JOANA BENZINHO |
"Na Guiné já só te faltava mesmo esta experiência!" - disse-me entre risos um amigo meu quando lhe contei que tinha sido atacada por uma raia.
Na verdade foi a pior dor que senti até hoje, em 41 anos de vida. Uma dor lacinante que durou 6 horas mas que podia ter durado 12, se um simpático e prestável jovem não tivesse vindo a correr sugar o veneno que me entrava nas veias através do corte que o arpão da raia me deixou. Tem tudo a ver com a duração das marés, explicou-me. Ali, sem hospitais, médicos ou farmácias por perto nada mais me restava que me entregar à ciência bijagó. E a verdade é que foi exacta. Foram seis horas em que só me apetecia cortar o pé, onde sentia o veneno a ganhar caminho pelas veias e a tomar conta do corpo.
Passado este tempo e, com a chegada da preia mar, foi-se a dor, ficou só o corte profundo que ainda ando a curar. Do mal, o menos.

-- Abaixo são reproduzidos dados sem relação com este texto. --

PR #2705, opened 2021-12-31
Detect sbt thread cleaner and terminate workers

### LINKED ISSUE #2704: version 3.3.1 doesn't properly terminate on error in SBT
build.sbt
```
ThisBuild / scalaVersion := "2.13.7"
ThisBuild / organization := "org.example"

val commonSettings = Seq(
  version := "0.0.1",
  scalacOptions ++= Seq("-deprecation", "-Xfatal-warnings")
)

val root = (project in file("."))
  .settings(commonSettings)
  .settings(
    name := "ds",
    libraryDependencies += "org.typelevel" %% "cats-effect" % "3.3.1"
  )
```

Main.scala
```scala

  def run: IO[Unit] =
    IO.raiseError(new RuntimeException)
}
```

```
% sbt
[info] welcome to sbt 1.5.5 (Oracle Corporation Java 13.0.1)
> run
```

Expected behavior: IOApp completes with error, sbt is usable
Actual behavior: IOApp completes with error, sbt starts consuming all available CPU(up to 800% on my PC)

After I change `ce3` version to `3.3.0` the problem disappears.

djspiewak:
Also added a non-fatal test which *doesn't* reproduce the issue. I wasn't able to come up with a good way of rigorously testing this.

Fixes #2704

### DIFF
--- a/core/jvm/src/main/scala/cats/effect/unsafe/WorkerThread.scala
+++ b/core/jvm/src/main/scala/cats/effect/unsafe/WorkerThread.scala
@@ -287,7 +287,7 @@ private final class WorkerThread(
 
         // the only way we can be interrupted here is if it happened *externally* (probably sbt)
         if (isInterrupted())
-          done.set(true)
+          pool.shutdown()
         else
           // Spurious wakeup check.
           cont = parked.get()
--- a/core/jvm/src/main/scala/cats/effect/unsafe/WorkerThread.scala
+++ b/core/jvm/src/main/scala/cats/effect/unsafe/WorkerThread.scala
@@ -285,8 +285,12 @@ private final class WorkerThread(
         // Park the thread until further notice.
         LockSupport.park(pool)
 
-        // Spurious wakeup check.
-        cont = parked.get()
+        // the only way we can be interrupted here is if it happened *externally* (probably sbt)
+        if (isInterrupted())
+          done.set(true)
+        else
+          // Spurious wakeup check.
+          cont = parked.get()
       }
     }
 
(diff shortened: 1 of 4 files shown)


armanbilge:
It's super annoying, but you have to register the new example app here for JS:
https://github.com/typelevel/cats-effect/blob/63fe08c66546caf0615a30e75a08c37dd8982ac5/tests/js/src/main/scala/catseffect/examplesplatform.scala#L31-L44

core/jvm/src/main/scala/cats/effect/unsafe/WorkerThread.scala
```diff
@@ -285,8 +285,12 @@ private final class WorkerThread(
         // Park the thread until further notice.
         LockSupport.park(pool)
 
-        // Spurious wakeup check.
-        cont = parked.get()
+        // the only way we can be interrupted here is if it happened *externally* (probably sbt)
+        if (isInterrupted())
+          done.set(true)
```
vasilmkd: This clashes with the `shutdown()` method on `WorkStealingThreadPool`. I wonder if that method should be called instead, there's already a CAS which will make sure to call it once. Only setting `done` won't clean up all resources.

vasilmkd: The problem with all this is that I don't know if the rest of the thread pools in the same `IORuntime` are shut down. Technically, `IORuntime#shutdown()` can also be called, since the `WSTP` has a reference to its `IORuntime`.

djspiewak: I can swap it to call shutdown(). I'm actually not as worried about the other pools in the runtime because this is such an odd scenario. It'a kind of like being shut down from the inside out, and we can assume it's happening to everyone and not just us.

vasilmkd (approved):
Thanks for taking this on.

Issue #2630, opened 2021-12-05
`IOApp` and leaked fibers


armanbilge:
While testing https://github.com/http4s/http4s/pull/5657 on Node.js we encountered a strange "bug": the `IOApp` would terminate, but the Node.js process _wouldn't_. The same program terminated normally on JVM.

[With the help of fiber dumps](https://gist.github.com/armanbilge/496dbe8e0ce7d77466f5429c500175fd) 😁 we were able to identify some leaked fibers. The app wasn't _blocked_ per-say (`IOApp#run` had already terminated and set the exit code) but Node.js by default won't terminate the process until the event loop queue is empty (including scheduled events). So as long as those fibers were alive so would be the process.

So overall this was a net win, but this behavior was confusing. Also I'm trying really hard to have identical semantics across JVM/Node.js as much as possible (browsers are another story of course).

Some ideas:
1. Leave as-is. These are different platforms after all. Plus I can argue that cross-building for Node.js helps find bugs 😉 
2. Force exit on Node.js after `IOApp#run` terminates, leaks be damned.
3. Try and match the behavior on JVM? This seems hard in general and is not a good UX anyway.
4. Hard-exit on both platforms, but maybe issue a best-effort warning about leaked fibers.

armanbilge:
Some discord discussion: https://discord.com/channels/632277896739946517/839254871646404638/917150285179289650

Here's an idea, albeit opinionated: if `IOApp` gets to normal exit and there are still live fibers in the fiberbag, to do a fiber dump before exiting to complain about these leaks. This would work best with https://github.com/typelevel/cats-effect/issues/2628, and of course should be suppressible via an option for those who don't care :)

This is particularly helpful for Node.js: when the app terminates normally but there are leaked fibers preventing process termination, somehow fiber dumps stopped working. I couldn't quite understand why. So getting the dump for free would be a big help.

One last thought: just realized the connection to dispatcher, which cancels its fibers and backpressures on close.

PR #2707, opened 2021-12-31
Hard exit in Node.js `IOApp`

armanbilge:
This fixes https://github.com/typelevel/cats-effect/issues/2630 by enforcing a hard-exit. A graceful exit in Node.js waits for the event loop to become empty, which may not happen if there are leaked fibers.

I still think it would be good to issue a warning about leaked fibers, but this at least solves the confusing problem of the app completely hanging on termination.


djspiewak (approved):
I think this is the right thing to do. At the very least it matches the JVM semantics.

Consegui de novo andar e até beber com gosto a caipirinha que me mandaram ao quarto.
Mas voltando agora ao comentário jocoso do meu amigo, de facto já vi de tudo e já me aconteceu de tudo na Guiné-Bissau.
Já vi nascer, aliás, ajudei a nascer no barco em que viajava, num cenário improvável entre galinhas, peixe e passageiros, com a ajuda da lâmina do comandante para cortar o cordão umbilical e os panos das mulheres que connosco viajavam a servirem para envolver o rapagão que veio ao mundo em alto mar; também já vi (infelizmente) morrer. Morrer por doenças, morrer em naufrágio, morrer sem se saber porquê, morrer por ter a má sorte de nascer num país em que a saúde não é uma prioridade para quem manda. Quem diria que alguém como eu, que evitou até ao limite do possível as aulas de medicina legal do quarto ano de direito por temer as autópsias, viria a ter que lidar de forma tão próxima com a morte.

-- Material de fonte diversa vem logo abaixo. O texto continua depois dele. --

PR #2708, opened 2021-12-31
IOFiber - Auxiliary methods.

diesalbla:
Introduce a factory `spawnFiber` method, to create new IOFiber objects for the `Start` and `Race` cases. This factory uses the localState, execution context, and runtime, of this fiber.

From the `scheduleFiber` and `rescheduleFiber` methods we remove the "ec" parameter. It seems that the `currentCtx` is always used, and it is not modified from load to call.

### DIFF
--- a/core/shared/src/main/scala/cats/effect/IOFiber.scala
+++ b/core/shared/src/main/scala/cats/effect/IOFiber.scala
@@ -133,6 +133,9 @@ private final class IOFiber[A](
     }
   }
 
+  private[this] def spawnFiber(spawnIO: IO[_]): IOFiber[Any] =
+    new IOFiber[Any](localState, null, spawnIO, currentCtx, runtime)
+
   /* backing fields for `cancel` and `join` */
 
   /* this is swapped for an `IO.unit` when we complete */
@@ -152,10 +155,9 @@ private final class IOFiber[A](
           /* if we have async finalizers, runLoop may return early */
           IO.async_[Unit] { fin =>
             // println(s"${name}: canceller started at ${Thread.currentThread().getName} + ${suspended.get()}")
-            val ec = currentCtx
             resumeTag = AsyncContinueCanceledWithFinalizerR
             objectState.push(fin)
-            scheduleFiber(ec, this)
+            scheduleFiber(this)
           }
         } else {
           /*
@@ -224,8 +226,7 @@ private final class IOFiber[A](
       if (nextAutoCede <= 0) {
         resumeTag = AutoCedeR
         resumeIO = _cur0
-        val ec = currentCtx
-        rescheduleFiber(ec, this)
+        rescheduleFiber(this)
         return
       }
     }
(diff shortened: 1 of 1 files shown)


core/shared/src/main/scala/cats/effect/IOFiber.scala
```diff
@@ -132,6 +132,10 @@ private final class IOFiber[A](
     }
   }
 
+  @inline
```
djspiewak: This is ignored btw and doesn't need to be here

core/shared/src/main/scala/cats/effect/IOFiber.scala
```diff
@@ -1257,6 +1232,9 @@ private final class IOFiber[A](
   }
 
   /* Implementations of resume methods */
+  @inline
```
djspiewak: Also unnecessary

core/shared/src/main/scala/cats/effect/IOFiber.scala
```diff
@@ -1257,6 +1232,9 @@ private final class IOFiber[A](
...
+  private[this] def runtimeRun(io: IO[Any]): Unit =
```
djspiewak: Not to bikeshed too much, but I think this might be better-named something like `initRunLoop`

djspiewak (changes requested):

core/shared/src/main/scala/cats/effect/IOFiber.scala
```diff
@@ -1229,12 +1204,12 @@ private final class IOFiber[A](
...
-      wstp.scheduleFiber(fiber)
-    } else {
-      scheduleOnForeignEC(ec, fiber)
+  private[this] def scheduleFiber(fiber: IOFiber[_]): Unit = {
+    val ec: ExecutionContext = currentCtx
+    ec match {
+      case wstp: WorkStealingThreadPool =>
+        wstp.scheduleFiber(fiber)
+      case _ => scheduleOnForeignEC(ec, fiber)
     }
```
vasilmkd: @djspiewak You made me explicitly switch to the isInstanceOf/asInstanceOf style once. Is that still desirable?

djspiewak: Oh, good catch! I missed that. Yes, I would prefer the explicit style here because we're less reliant on how pattern matching is encoded, and the JVM optimization is a bit fragile sometimes.

djspiewak:
```
[error] /home/runner/work/cats-effect/cats-effect/core/shared/src/main/scala/cats/effect/IOFiber.scala:630:23: local val ec in method loop is never used
62
[error]                   val ec = currentCtx
63
[error]                       ^
64
```

Warnings are fatal in CI and non-fatal locally. :-)

vasilmkd (dismissed):
Nice cleanup. Thanks for tackling this.

vasilmkd:
Can we target this at `series/3.3.x` instead? And the follow up PR.

diesalbla:
> Can we target this at series/3.3.x instead? And the follow up PR. 

Done.

PR #2710, opened 2022-01-01
Revert "Update sbt-scalajs, scalajs-compiler, ... to 1.8.0 in series/3.x"

djspiewak:
Reverts typelevel/cats-effect#2645


armanbilge (approved):
We can re-evaluate before CE 3.4.0 but a good rule of thumb might be to tie the SJS version to our current Scala 3 version. E.g. Scala 3.0 requires SJS 1.5+, Scala 3.1 requires SJS 1.7+, and we'll see what is needed in Scala 3.2.

armanbilge:
Looks like CI on series/3.x is broken until we merge in series/3.3.x I think.

PR #2714, opened 2022-01-01
Set the callback unsafely without memory barriers and allocations

vasilmkd:
`series/3.3.x`:
```scala
Benchmark                      (cpuTokens)  (size)   Mode  Cnt    Score   Error  Units
ParallelBenchmark.parTraverse        10000    1000  thrpt   20  313.308 ± 8.235  ops/s
```

`This PR`:
```scala
Benchmark                      (cpuTokens)  (size)   Mode  Cnt    Score   Error  Units
ParallelBenchmark.parTraverse        10000    1000  thrpt   20  320.792 ± 1.811  ops/s
```


djspiewak (approved):
Very clever! Nice catch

Mas também já vi sobreviver, quase renascer. Nunca me esqueço da cara da jovem, na casa dos 30, que nos cuidados intensivos avançava vertiginosamente para a morte por falta de dinheiro por parte da família para comprar os medicamentos que a podiam salvar. Em contra-relógio, pedimos ao médico a prescrição do que lhe deveria ministrar, corremos para a farmácia e ainda mais de regresso ao hospital e conseguimos que o médico a devolvesse à vida.

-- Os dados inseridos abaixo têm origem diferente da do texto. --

PR #2719, opened 2022-01-01
Attempt to detect host environments (like unforked sbt)

### LINKED ISSUE #2706: Errors raised in unforked `IOApp`s terminate sbt 1.6.x
Simple reproducer:

```scala
object Boom extends IOApp.Simple {
  val run = IO.raiseError(new RuntimeException)
}
```

When `run` unforked in sbt 1.6.0, this will print the error and then terminate the sbt runtime. I believe this is happening because sbt 1.6.0 isn't suppressing `System.exit` in the same way that previous versions did, which results in VM termination. We can resolve this by using `throw` instead of `printStackTrace()` etc, but that has other problems for exit codes on worker interruption.

djspiewak:
Rather than printing and calling `System.exit`, we just `throw` whenever we're *not* forked. The detection here actually seems robust enough to lean on, particularly since the degradation path is fine. This also has the pleasing side effect of integrating better with sbt's `last` command.

Fixes #2706

### DIFF
--- a/core/jvm/src/main/scala/cats/effect/IOApp.scala
+++ b/core/jvm/src/main/scala/cats/effect/IOApp.scala
@@ -200,6 +200,9 @@ trait IOApp {
   def run(args: List[String]): IO[ExitCode]
 
   final def main(args: Array[String]): Unit = {
+    // checked in openjdk 8-17; this attempts to detect when we're running under artificial environments, like sbt
+    val isForked = Thread.currentThread().getName() == "main"
+
     if (runtime == null) {
       import unsafe.IORuntime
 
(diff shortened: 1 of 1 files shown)


core/jvm/src/main/scala/cats/effect/IOApp.scala
```diff
@@ -200,6 +200,9 @@ trait IOApp {
   def run(args: List[String]): IO[ExitCode]
 
   final def main(args: Array[String]): Unit = {
+    // checked in openjdk 8-17; this attempts to detect when we're running under artificial environments, like sbt
+    val isForked = Thread.currentThread().getName() == "main"
```
armanbilge: Not sure what alternatives you considered, but I wonder if another candidate is `Thread.getId()` which seems to be `1` for the main thread. Unlike the thread name, at least it's immutable? /shrug

djspiewak: Ah! I'll check on the id. I would prefer that to a string comparison.

vasilmkd (approved):

core/jvm/src/main/scala/cats/effect/IOApp.scala
```diff
@@ -200,6 +200,9 @@ trait IOApp {
   def run(args: List[String]): IO[ExitCode]
 
   final def main(args: Array[String]): Unit = {
+    // checked in openjdk 8-17; this attempts to detect when we're running under artificial environments, like sbt
```
LeifW, line 203: Does this comment mean that this has been tested on those Java versions? I'm on Java 23, and `Thread.currentThread().getId()` returns 1 - though that `.getId()` got deprecated in Java 19, because:
> This method is not final and may be overridden to return a value that is not the thread ID. Use [threadId()](https://download.java.net/java/early_access/valhalla/docs/api/java.base/java/lang/Thread.html#threadId()) instead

Mas falando de coisas positivas - a grande maioria das experiências que tenho acumulado naquele maravilhoso país - ganha aquela em que o jipe começa a arder com um curto circuito nos fios da bateria e de noite, no meio do mato, e com 3 crianças no carro, surge um mini autocarro de militares, onde um deles era mecânico e por acaso (!) trazia ferramentas, tubagens, fita isolante e tudo o mais que foi necessário para o carro poder rolar até Bissau. É verdade que não tinham uma bateria suplente, mas tirou a do autocarro deles para por o nosso jipe em funcionamento e depois voltou a deixar lá a chamuscada que nos permitiu fazer os quilómetros que nos trouxeram sãos e salvos até casa.
Mas há tantas outras situações que me fazem acreditar que sou uma mulher de sorte por um dia ter decidido ir passar uns chuvosos dias de Agosto num país onde quase ninguém se lembrava de ir passar férias, a Guiné-Bissau.
Ali, sobretudo, conheci ali gente boa. Mesmo muito boa. Gente que dá grandeza e conteúdo à palavra resiliência.
E a verdade é que o improvável aconteceu e eu apaixonei-me irremediavelmente por aquele país, já lá vai uma década. E como em qualquer relação, há coisas boas e coisas más.
Mas nesta, as boas ganham e temos aqui um amor para a vida. Mesmo apesar do raio da raia.